Argos will rise to meet me, the people frequently will risebut also certainly will Atreus. Rather seek again the forested refuges
and the dense thickets and the life similar to and among
the beasts. There is no reason why this shining glamour of the throne
should
[415] carry off my eyes with its deceptive radiance;
when you will look at that which is given, behold the one giving also.
Just now among those things, which all think harsh,
but I was resolute and cheerful; now I am returned against fair.
The spirit is stuck and desires to bring back the body;
[420] I move not a willing step.
[Tantalus]
The father is stunned at the slow pace (what is in this place?)
and turns his face and holds himself in uncertainty.
[Thyestes]
Why, spirit, do you weigh down, or why continually do you
turn the plan so easily. In uncertain matters,
[425] the kingdom, and the brothers, do you now believe and fear
evil victories, now do you flee tamed and well-spent
misfortunes? Now it is pleasing to be wretched.
Turn back your course, while it is allowed, and snatch yourself away.
[Tantalus]
Father, what cause forces you to turn back step
from the fatherland having been seen? Why do you
[430] carry the wallet from so great things? The brother comes back
with the anger having been set aside and returns part of the kingdom
and
gathers the joints of the torn house and restores yourself to you.
[Thyestes]
You drive out the cuase of fear which I myself do not know;
[435] I see nothing which must be feared, but I fear nonetheless.

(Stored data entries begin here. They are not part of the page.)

PR #507, opened 2025-08-26
Add option to remove IPs from metrics to reduce cardinality

marctc:
Currently when OBI is not able to resolve IPs (either because are internal IPs or external from LBs) it's adding those IPs as labels in RED metrics and service graph metrics, leading to some cardinality explosions. Adding a flag to enable/disable this behaviour, making disabled it by default.

Fixes https://github.com/grafana/beyla/issues/2145


mariomac:
I think we are overloading the Attributes Getter logic with some extra responsibilites, adding some coupling and increasing the API complexity.

I think it would be simpler if, instead, we add an extra node to the pipeline, something like:

```go
func UnresolvedIPFilter(mc *MetricsConfig,  input, output *msg.Queue[[]*request.Span]) {
	return func(ctx context.Context) (swarm.RunFunc, error) {
		if !mc.DropUnresolvedIPS {
			return swarm.Bypass(input, output)
		}
		in := input.Subscribe()
		return func(_ context.Context) {
			defer output.Close()
			for spans := range in {
				// for each span:
				// parse src/dst Hostname
				// if it belongs to an unresolved host: drop the span (or just leave the field as empty)
}
```

This would add the feature without needed to load the rest of the logic.

marctc:
> I think we are overloading the Attributes Getter logic with some extra responsibilites, adding some coupling and increasing the API complexity.
> 
> I think it would be simpler if, instead, we add an extra node to the pipeline, something like:
> 
> ```go
> func UnresolvedIPFilter(mc *MetricsConfig,  input, output *msg.Queue[[]*request.Span]) {
> 	return func(ctx context.Context) (swarm.RunFunc, error) {
> 		if !mc.DropUnresolvedIPS {
> 			return swarm.Bypass(input, output)
> 		}
> 		in := input.Subscribe()
> 		return func(_ context.Context) {
> 			defer output.Close()
> 			for spans := range in {
> 				// for each span:
> 				// parse src/dst Hostname
> 				// if it belongs to an unresolved host: drop the span (or just leave the field as empty)
> }
> ```
> 
> This would add the feature without needed to load the rest of the logic.

But this would remove Ips from any span, removing them from any OTEL span. AFAIK we can't cleanup labels on already defined Prom metric.

mariomac (approved):

PR #512, opened 2025-08-27
Feature/improved kafka parsing

NimrodAvni78:
- refactor kafka parsing, trying to seperate code and make it more clear
- add support for fetching the topic name for kafka fetch request +v13 where only topic UUID is sent, we do this by also listening to MetadataResponse packets and saving a hashmap, this will work only when OBI starts before the kafka consumer or when the kafka consumer refreshes metadata in case of rebalance
- for metadata response to work fully, we need to add support for kafka large buffers, since the response packet is only 128 bytes, and before the topics theres a list of brokers, which in large clusters will be way more then 128 bytes
- added some tests


MrAlias:
Based on https://github.com/open-telemetry/opentelemetry-ebpf-instrumentation/pull/464

rafaelroquetto (approved):

rafaelroquetto:
@MrAlias @NimrodAvni78 does it mean #464 is superseded?

PR #513, opened 2025-08-27
Make use of OTEL/OBI generator image for Protoc generation

mariomac:
We were relying on a personal repo image. After `obi-generator:0.2.1` image, now we can use it to generate protoc code too.


pkg/components/otelsdk/sdk_inject.go
```diff
@@ -5,7 +5,7 @@
 
 package otelsdk
 
-//go:generate wget --quiet -N -O grafana-opentelemetry-java.jar https://github.com/grafana/grafana-opentelemetry-java/releases/download/v2.13.2.1/grafana-opentelemetry-java.jar
+//go:generate curl -L -sS -o grafana-opentelemetry-java.jar https://github.com/grafana/grafana-opentelemetry-java/releases/download/v2.13.2.1/grafana-opentelemetry-java.jar
```
rafaelroquetto: This undoes https://github.com/grafana/beyla/pull/1714 - afaik curl does not have the equivalent of `wget` -N, so we'd either need to do find it or revert back to using `wget`.

mariomac: Ok, then I will patch the protoc image to install `wget`

mariomac: When this is merged we can publish generator 0.2.1 and then revert back this change: https://github.com/open-telemetry/opentelemetry-ebpf-instrumentation/pull/516/files

Issue #505, opened 2025-08-26
K8s: client_service_namespace is not overriden by env or annotations


mariomac:
`client_service_namespace`  value is set using reverse DNS in K8s, basically associating a stored IP with a bunch of K8s metadata and extracting the namespace/name from the `OTEL_...` env vars, labels/annotations, or Kube metadata (as done in `serviceNameNamespaceOwnerID`).

However, we observed in some deployments where the namespace set via `OTEL_RESOURCE_ATTRIBUTES` differs from the K8s namespace, that the namespace seems to be reported correctly in most attributes but in client_service_namespace is still the K8s namespace.

mariomac:
Update: I found that also the `client` attribute fails, as well as `server` and `server_service_namespace`.

Summarizing:
* For client-side service graph metrics, `server` and `server_service_namespace` is stuck in the K8s namespace, while it should override them via annotations or env vars
* For server-side service graph metrics, `client` and `client_service_namespace` are wrong.

mariomac:
This PR will fix it in OBI: https://github.com/open-telemetry/opentelemetry-ebpf-instrumentation/pull/522

PR #522, opened 2025-08-28
Fix service graph metrics client and client_service_namespace

mariomac:
Addresses: https://github.com/open-telemetry/opentelemetry-ebpf-instrumentation/issues/505

When a service overrides their OTEL service name and namespace via environment variables, the client and client_service_namespace attributes across different metrics might be contradictory:

* For metadata where we know the process PID or container name, it correctly fetched the service name/namespace from env vars.
* For metadata where we only know the remote IP (e.g. Peer IP), it could fetch the service name/namespace from kubernetes metadata but not from the container env vars.

### DIFF
--- a/test/integration/k8s/common/k8s_common.go
+++ b/test/integration/k8s/common/k8s_common.go
@@ -30,4 +30,5 @@ var (
 type Pinger struct {
 	PodName   string
 	TargetURL string
+	Env       map[string]string
 }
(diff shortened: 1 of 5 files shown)


debug.Dockerfile
```diff
@@ -0,0 +1,44 @@
+FROM golang:1.25-alpine AS builder
```
mariomac: After this PR is merged https://github.com/open-telemetry/opentelemetry-ebpf-instrumentation/pull/521

I will rebase to remove this file from this PR.

PR #770, opened 2025-10-16
bpf: make http split buffers big enough to store large payloads

mmat11:
This is a follow-up for https://github.com/open-telemetry/opentelemetry-ebpf-instrumentation/pull/750 , this PR copies a bigger portion of the buffer in a per-cpu internal pinned map shared between tp-injector and generictracer. Since the data is no longer on the stack, the size can be increased to 8k which should cover most use cases.

Given the fact there could be CPU migration between the two programs, the old buffer is kept as fallback and the CPU id is passed as a guard

### DIFF
--- a/bpf/generictracer/k_tracer.c
+++ b/bpf/generictracer/k_tracer.c
@@ -369,8 +369,8 @@ int BPF_KPROBE(obi_kprobe_tcp_sendmsg, struct sock *sk, struct msghdr *msg, size
                         if (m_buf) {
                             u32 cpu_id = bpf_get_smp_processor_id();
                             if (m_buf->cpu_id != cpu_id) {
-                                bpf_dbg_printk(
-                                    "cpu id mismatch, using stack-allocated fallback buffer");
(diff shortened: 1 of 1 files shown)


bpf/common/msg_buffer.h
```diff
@@ -4,14 +4,34 @@
...
 
 #include <bpfcore/vmlinux.h>
+#include <bpfcore/bpf_helpers.h>
 
 #include <common/http_buf_size.h>
+#include <common/pin_internal.h>
+
+enum {
+    k_msg_buffer_size_max = 8192,
+    k_msg_buffer_size_max_mask = k_msg_buffer_size_max - 1,
```
mariomac, line 14: Non-C-coder question: why do we define an enum for defining a constant? Instead of a `#define ...`?

mmat11: Full explanation here https://github.com/open-telemetry/opentelemetry-ebpf-instrumentation/pull/118#discussion_r2129028261

mariomac: Amazing! Thanks for pointing to the original reason 👏🏻

PR #786, opened 2025-10-21
Max transaction time

grcevski:
In certain scenarios, for example an HTTP started background task, we can get an infinite trace, e.g. trace that may last for hours or even days. One example is the OTel DEMO load generator. A thread just keeps on sending client requests in a loop.

These traces cause problem for databases and for rendering, essentially they are massive and not useful.

This PR adds a maximum transaction time option which specifies what we expect to be a reasonable time a transaction may run. I've set the default to 5 minutes. A parent child relationship that spans more than 5 minutes is deemed unacceptable and the child gets a new transaction.

### DIFF
--- a/test/integration/traces_test.go
+++ b/test/integration/traces_test.go
@@ -999,13 +999,9 @@ func testHTTPTracesNestedCallsTooLong(t *testing.T) {
 	// Run a request, since we have a single app, we should see always all requests
 	doHTTPGet(t, "http://localhost:7773/slow", 200)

It pleases to go, but my limbs give way with unwilling knees
and I, having been withdrawn, am carried away to another place
than the one I am struggling to go. Thus the resisting heat brings
back with wind and oarsman the raft spurred by oarsman and wind.
[Tantalus]
[440] Conquer whatever stands in the way and impedes the mind
and see the so many prizes that await your return.
Father, you are able to rule.
[Thyestes]
Yes, since I can die.
[Tantalus]
The top power is
[Thyestes]
Nothing, if you wish nothing.
[Tantalus]
You will leave it for your sons.
[Thyestes]
The kingdom does not hold two.
[Tantalus]
[445] Who chooses to be miserable if he is able to be happy?